Continuous time crystal in an electron-nuclear spin system: stability and melting of periodic auto-oscillations (2303.15989v1)

Abstract: Crystals spontaneously break the continuous translation symmetry in space, despite the invariance of the underlying energy function. This has triggered suggestions of time crystals analogously lifting translational invariance in time. Originally suggested for closed thermodynamic systems in equilibrium, no-go theorems prevent the existence of time crystals. Proposals for open systems out of equilibrium led to the observation of discrete time crystals subject to external periodic driving to which they respond with a sub-harmonic response. A continuous time crystal is an autonomous system that develops periodic auto-oscillations when exposed to a continuous, time-independent driving, as recently demonstrated for the density in an atomic Bose-Einstein condensate with a crystal lifetime of a few ms. Here we demonstrate an ultra-robust continuous time crystal in the nonlinear electron-nuclear spin system of a tailored semiconductor with a coherence time exceeding hours. Varying the experimental parameters reveals huge stability ranges of this time crystal, but allows one also to enter chaotic regimes, where aperiodic behavior appears corresponding to melting of the crystal. This novel phase of matter opens the possibility to study systems with nonlinear interactions in an unprecedented way.

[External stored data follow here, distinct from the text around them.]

PR #11, opened 2015-04-13
Jko/futurize

jkodumal:
This should make our Python SDK compatible with Python 2 and 3. It's currently tested against python 2.6.8 and 3.3.3 (chosen arbitrarily).


pkaeding:
lgtm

Continuous Time Crystal in an Electron-Nuclear Spin System: Stability and Melting of Periodic Auto-Oscillations

The paper under consideration addresses the advancement of continuous time crystal (CTC) behavior within semiconductor electron-nuclear spin systems (ENSS) and proposes an experimental framework for the establishment and analysis of this phenomenon. The research delineates the emergence of robust periodic auto-oscillations in ENSS under continuous optical pumping, illustrating both the stability and "melting" of these states.

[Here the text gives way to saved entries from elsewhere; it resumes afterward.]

Issue #18, opened 2015-09-08
Twisted support


mrdon:
Would be nice to have twisted support

jkodumal:
Twisted python is now supported in version 0.18.0 as an optional dependency. Thanks @mrdon for the contributions!

PR #19, opened 2015-09-08
Add twisted support #18

mrdon:


mrdon:
The test failures seem to be because twisted dropped 2.6 support... Wouldn't suppose you could too?

jkodumal:
I think we could-- none of our Python customers are on 2.6.

ldclient/__init__.py
```diff
@@ -161,6 +161,7 @@ def _send(self, event):
         if self._queue.full():
             log.warning("Event queue is full-- dropped an event")
         else:
+            print("putting in {}".format(event))
```
jkodumal: Scrap the debug code?

ldclient/twisted.py
```diff
@@ -0,0 +1,179 @@
...
+        self._looping_call = task.LoopingCall(self._consume)
+        self._looping_call.start(5)
+
+    def stop(self):
+        self._looping_call.stop()
+
+    def is_alive(self):
+        return self._looping_call is not None and self._looping_call.running
+
+    def flush(self):
```
jkodumal: If flush is called on an empty queue, it will block until the next time `_consume` has actual work to do. This could be longer than 5 seconds if the queue is empty. 

I also think `flush` should force an immediate request with the current queue contents, rather than merely acting as a synchronization point indicating that the next `_consume` cycle has completed.

ldclient/twisted_sse.py
```diff
@@ -0,0 +1,170 @@
...
+        return ClientContextFactory.getContext(self)
+
+
+class TwistedSSEClient(object):
+    def __init__(self, url, headers, verify, on_event):
+        self.url = url
+        self.verify = verify
+        self.headers = headers
+        self.on_event = on_event
+        self.on_error_retry = 30
```
jkodumal: Feels a bit long. I would think something like 2 seconds is more reasonable on a non-200 response to handle network blips.

ldclient/__init__.py
```diff
@@ -340,7 +358,10 @@ def _headers(api_key):
     return {'Authorization': 'api_key ' + api_key, 'User-Agent': 'PythonClient/' + __version__, 'Content-Type': "application/json"}
 
 def _stream_headers(api_key):
-    return {'Authorization': 'api_key ' + api_key, 'User-Agent': 'PythonClient/' + __version__, 'Accept': "text/event-stream"}
+    return {'Authorization': 'api_key ' + api_key,
+            'User-Agent': 'PythonClient/' + __version__,
```
jkodumal: It would be nice to set the `User-Agent` to `TwistedPythonClient` since the codebases are so different

ldclient/__init__.py
```diff
@@ -135,27 +139,19 @@ def __init__(self, api_key, config):
...
         self._config = config
-        self._store = InMemoryFeatureStore()
+        self._store = config._feature_store_class()
+        self._running = False
 
     def run(self):
         log.debug("Starting stream processor")
+        self._running = True
         hdrs = _stream_headers(self._api_key)
         uri = self._config._stream_uri + "/"
```
jkodumal: We're making one minor change to the streaming SDKs-- rather than subscribe to the root resource `https://stream.launchdarkly.com/`, we're going to subscribe to `https:/stream.launchdarkly.com/features`.

We're doing this because we're going to start adding other things to `stream.ld.com` that are not relevant to the SDKs, and the root resource is intended to subscribe you to everything. 

Besides changing the URI here, you'll also need to change the event names (e.g. `put/features` becomes `put`). Here's the change we made to ruby, as a reference:

https://github.com/launchdarkly/ruby-client/commit/e2aeae5ac21d6bf9a468b271515d3497dda2030d

I was going to do this myself, but since your PR is still out I'd either have to fork your fork, or make the change on master and make you deal with the conflict. I figure just having you do it is easiest.

jkodumal:
Passes all integration tests with flying colors.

The authors focus on an ENSS within a semiconductor structure composed of an In$_{0.03}$Ga$_{0.97}$As epilayer doped with silicon (Si) donors. This system is designed to exhibit non-linear interactions conducive to establishing a CTC with coherence exceeding several hours. A distinctive aspect of the paper is the intentional introduction of lattice distortions through indium doping, leading to quadrupole splitting that influences the nuclear level structure and effectively promotes the formation of the CTC. This tailored environment showcases periodic auto-oscillations recognizable as CTC states given their undamped oscillatory behavior over extended periods.

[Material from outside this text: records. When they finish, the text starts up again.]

PR #23, opened 2015-09-16
PEP-8 + big refactor

mrdon:
Ok, so I got a little carried away here, but I think it'll be much more maintainable and easy to add in new extensions.  I wanted to isolate logic in LDClient and avoid extending classes to add my twisted bits and probably soon asyncio support.  I had to split a lot up into smaller modules to, among other things, avoid circular dependencies.  The public API should be the same, however.


ldclient/client.py
```diff
@@ -0,0 +1,228 @@
...
+    def flush(self):
+        if self._offline:
+            return
+        self._check_consumer()
+        return self._consumer.flush()
+
+    def get_flag(self, key, user, default=False):
+        return self.toggle(key, user, default)
+
+    def toggle(self, key, user, default=False):
```
mrdon: This function is the one significant change here.  The implementation is simpler in that it isolates the actual retrieval from the rest, but more complicated in the callback function.  That func is necessary to support returning defers/tasks for async and the actual value for normal usage.

ldclient/client.py
```diff
@@ -0,0 +1,228 @@
...
+        check_uwsgi()
+        self._api_key = api_key
+        self._config = config or Config.default()
+        self._session = CacheControl(requests.Session())
+        self._queue = queue.Queue(self._config.capacity)
+        self._consumer = None
+        self._offline = False
+        self._lock = Lock()
+
+        self._store = config.feature_store_class()
```
mrdon: Notice the client manages the store now

ldclient/interfaces.py
```diff
@@ -0,0 +1,136 @@
...
+    # noinspection PyMethodMayBeStatic
+    def is_alive(self):
+        """
+        Returns whether the operation is alive or not
+        :rtype: bool
+        """
+        return True
+
+
+class StreamProcessor(BackgroundOperation):
```
mrdon: No methods here as we really don't need any.  Perhaps we should pass in the store more explicitly outside the constructor?

ldclient/client.py
```diff
@@ -0,0 +1,228 @@
...
+    def toggle(self, key, user, default=False):
+
+        default = self._config.get_default(key, default)
+
+        if self._offline:
+            return default
+
+        def cb(feature):
+            if feature is None:
+                return default
```
jkodumal: This should send a flag request event too.

ldclient/client.py
```diff
@@ -0,0 +1,228 @@
...
+
+        if self._config.stream and self._store.initialized:
+            return cb(self._store.get(key))
+        else:
+            # noinspection PyBroadException
+            try:
+                return self._feature_requester.get(key, cb)
+            except Exception:
+                log.exception('Unhandled exception. Returning default value for flag.')
+                return default
```
jkodumal: same here

ldclient/interfaces.py
```diff
@@ -0,0 +1,136 @@
...
+    @abstractmethod
+    def flush(self):
+        """
+        Flushes any outstanding events immediately.
+        """
+
+
+class FeatureRequester(object):
+    """
+    Consumes events from the client and sends them to LaunchDarkly
```
jkodumal: Copypasta

ldclient/interfaces.py
```diff
@@ -0,0 +1,136 @@
...
+    #     """
+    #     Gets feature data
+    #
+    #     :param key: The feature flag key
+    #     :type key: str
+    #     :rtype: dict
+    #     """
+
+
+class Consumer(BackgroundOperation):
```
jkodumal: Maybe we should call this `EventConsumer` now that we have a proliferation of interfaces.

ldclient/interfaces.py
```diff
@@ -0,0 +1,136 @@
...
+class FeatureRequester(object):
+    """
+    Consumes events from the client and sends them to LaunchDarkly
+    """
+    __metaclass__ = ABCMeta
+
+    @abstractmethod
+    def get(self, key, callback):
+        """
+        Flushes any outstanding events immediately.
```
jkodumal: Copypasta

ldclient/client.py
```diff
@@ -0,0 +1,229 @@
...
+    @property
+    def initialized(self):
+        try:
+            self._lock.rlock()
+            return self._initialized
+        finally:
+            self._lock.runlock()
+
+
+class LDClient(object):
```
jkodumal: I preferred having `TwistedLDClient`. Most of our customers don't need to set additional config options, so being able to instantiate a client in one line via:

```
client = TwistedLDClient("API_KEY")
```

is nice.

testing/test_integration_twisted.py
```diff
@@ -1,8 +1,10 @@
 import logging
-from ldclient.twisted import TwistedLDClient, TwistedConfig
+from ldclient.client import LDClient
+from ldclient.twisted_impls import TwistedConfig
```
jkodumal: I also liked the aesthetics of importing `ldclient.twisted` instead of `ldclient.twisted_impls`

demo/demo_twisted.py
```diff
@@ -1,11 +1,12 @@
...
 from twisted.internet import task, defer
 
+
 @defer.inlineCallbacks
-def main(reactor):
-    apiKey = 'whatever'
-    client = TwistedLDClient(apiKey)
+def main(_):
+    api_key = 'whatever'
+    client = TwistedLDClient(api_key)
```
jkodumal: Given the current design, this won't work-- this needs to be an `LDClient` with a `TwistedConfig`

jkodumal:
lgtm once those minor comments are addressed.

mrdon:
Comments addressed and now with end-to-end LDD tests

Experimental conditions such as laser power, magnetic field orientation, and sample temperature were iteratively varied to map the stability regime of the CTC and determine regions where linear and chaos-like behaviors might manifest. Notable findings include the identification of parameter spaces where the CTC sustains its periodicity, demonstrated by the narrow, equidistant frequency spectrum peaks. These observations corroborated through time-series analysis confirm the presence of behavior typical of periodic nonlinear systems.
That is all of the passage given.